Israël-Iran-politique-nucléaire
"La question n’est pas de savoir quand l’Iran aura la bombe, mais combien de temps il reste avant que ses dirigeants ne décident de commencer à enrichir (l’uranium) à 90% (le niveau militaire)", a déclaré le général devant une commission parlementaire.
Une fois que cette décision aura été prise, fabriquer une bombe prendra "un an ou deux", a-t-il ajouté.

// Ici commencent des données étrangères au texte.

Issue #2825, opened 2016-10-12
Separate audit trackability from permissibility


RobinIsTheBird:
This issue splits out of #2176 : Create non-field permissions...

Once instance-level permissions are in place, permission is meaningless on certain fields, notably `Tree.plot`, and `id`, `readonly` and `geom` fields on all relevant models. However, we still want to track them in the audit trail in case of errors or hacks.

`treemap.audit.Authorizable`, which is chiefly though not solely responsible for permissioning, is already separate from `treemap.audit.Auditable`, both of which are based on `treemap.audit.UserTrackable`.

`UserTrackable` has a `do_not_track` list.

We could add a `skip_authorization` list to `Authorizable`. A number of other modules would be affected.

RickMohr:
Looks good. I'd remove `readonly` from the list, since if we implement it we will want a field permission.

RobinIsTheBird:
@RickMohr it's easy enough to put back. While it's unavailable, I think it should be hidden from the user, and would prefer not to put 2 criteria for hiding from the user into the Roles page.

RickMohr:
Fair enough. Have a good sleep, `readonly`.

PR #2830, opened 2016-10-18
Separate authorization from tracking

RobinIsTheBird:
Leverage `joint_writable` and comment more fully.
It now encompasses all required fields that make no sense
to authorize separately from the new add and delete permission.

Initialize `joint_writable` in `Authorizable` to include `id`.
Update it with MapFeature and Tree fields.

Making required fields not authorizable conflicts with
insertion and deletion pending approval, so disable
relevant pending tests and drop support for
insert and delete pending approval.

Also minor refactoring.

--

Connects to #2825

### DIFF
--- a/opentreemap/treemap/audit.py
+++ b/opentreemap/treemap/audit.py
@@ -29,7 +29,7 @@ from treemap.units import (is_convertible, is_convertible_or_formattable,
 from treemap.util import (all_models_of_class, leaf_models_of_class,
                           to_object_name, safe_get_model_class)
 
-from treemap.lib.object_caches import (permissions as field_permissions,
+from treemap.lib.object_caches import (field_permissions,
                                        invalidate_adjuncts, udf_defs)
 from treemap.lib.dates import datesafe_eq
 
@@ -790,10 +790,8 @@ class Authorizable(UserTrackable):
 
         self._has_been_masked = False
 
-        # When any other field is writable, any field in `_joint_writable`
-        # is writable.
-        # `_joint_writable` fields are always readable.
-        self._joint_writable = {'id'}
+        # `_always_writable` fields are also always readable.
+        self._always_writable = {'id'}
 
     def get_instance(self):
         instance = getattr(self, 'instance', None)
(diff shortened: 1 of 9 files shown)


opentreemap/treemap/audit.py
```diff
@@ -812,17 +817,20 @@ def _get_writeable_perms_set(self, user, direct_only=False):
...
+        field_perms = field_permissions(user, self.get_instance())
         can_write_anything = bool({perm.field_name for perm
-                                   in permissions(user, self.get_instance())
+                                   in field_perms
                                    if perm.allows_writes})
         if can_write_anything:
-            return getattr(type(self), 'joint_writable', set())
+            return self._joint_writable
         else:
             return set()
```
RickMohr: I think we should remove the `can_write_anything` check (and update the comment). It complicates the logic and doesn't add significant safety. It raises the possibility that I could have create permission for e.g. plots but no permission to modify fields, and thus be prevented from creating a plot because `id` was not in the set of writable fields. `id`, `updated_at`, `geom`, and `tree.plot` should truly be exempt from field permissions.

opentreemap/treemap/audit.py
```diff
@@ -790,6 +790,11 @@ def __init__(self, *args, **kwargs):
 
         self._has_been_masked = False
 
+        # When any other field is writable, any field in `_joint_writable`
+        # is writable.
+        # `_joint_writable` fields are always readable.
+        self._joint_writable = {'id'}
```
RickMohr: I think we should call this field `_always_writable` instead of `_joint_writable`, and remove the first two comment lines.

opentreemap/treemap/audit.py
```diff
@@ -29,7 +29,7 @@
 from treemap.util import (all_models_of_class, leaf_models_of_class,
                           to_object_name, safe_get_model_class)
 
-from treemap.lib.object_caches import (permissions,
+from treemap.lib.object_caches import (permissions as field_permissions,
```
RickMohr: In `object_caches` we should rename `permissions` to `field_permissions` so this clarification would be used everywhere. Not necessarily as part of this PR.

opentreemap/treemap/models.py
```diff
@@ -593,6 +590,15 @@ def __init__(self, *args, **kwargs):
         self._do_not_track.add('feature_type')
         self._do_not_track.add('mapfeature_ptr')
         self._do_not_track.add('hide_at_zoom')
+
+        # Tells the permission system that if any other field in the role
+        # is writable, _joint_writable fields are also writable.
```
RickMohr: If you agree with my proposals above, we can remove the first two comment lines.

RobinIsTheBird:
@RickMohr , Partly took your suggestion of renaming `permissions` to `field_permissions` in `treemap.lib.object_caches`. Left an alias named `permissions` until plug-in repositories catch up.

RickMohr:
Looks good but a couple tests failed.

RobinIsTheBird:
@azavea-bot rebuild

RobinIsTheBird:
@RickMohr The tests succeeded. The red X is from coveralls because I skipped a few tests, just until the cutover to model-level permissions. Please go ahead and re-review.

RickMohr:
:+1:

Cependant, l’Iran aura encore besoin de temps avant de pouvoir fixer une tête nucléaire sur un missile, a-t-il estimé.
Selon le général Kochavi, il est peu probable que l’Iran, qui enrichit actuellement de l’uranium à 20% (le niveau civil), commence l’enrichissement à 90% dans l’immédiat, parce que cela risquerait de provoquer un durcissement des sanctions économiques, voire des frappes militaires.
Il a assuré que l’Iran ne tenait pas à entrer dans cette épreuve de force alors que le pays traversait une période d’"instabilité" et de "tensions religieuses".
"Pour l’instant, ce n’est pas dans l’intérêt de l’Iran d’aller de l’avant avec son programme", a-t-il insisté.
Plusieurs hauts responsables israéliens, notamment le directeur sortant du Mossad (renseignement) Meir Dagan, ont assuré récemment qu’il était peu probable que l’Iran se dote de l’arme nucléaire avant 2015.
Les Etats-Unis et une partie de la communauté internationale accusent l’Iran de chercher à se doter de l’arme atomique sous couvert d’un programme nucléaire civil, ce que Téhéran a toujours démenti.
Affirmant qu’un Iran détenteur de l’arme atomique menacerait sa sécurité, Israël, considéré par les experts comme l’unique puissance nucléaire de la région, soutient les efforts menés par les Etats-Unis pour l’en empêcher de s’en doter, mais n’exclut pas de mener lui-même une intervention militaire pour s’en assurer.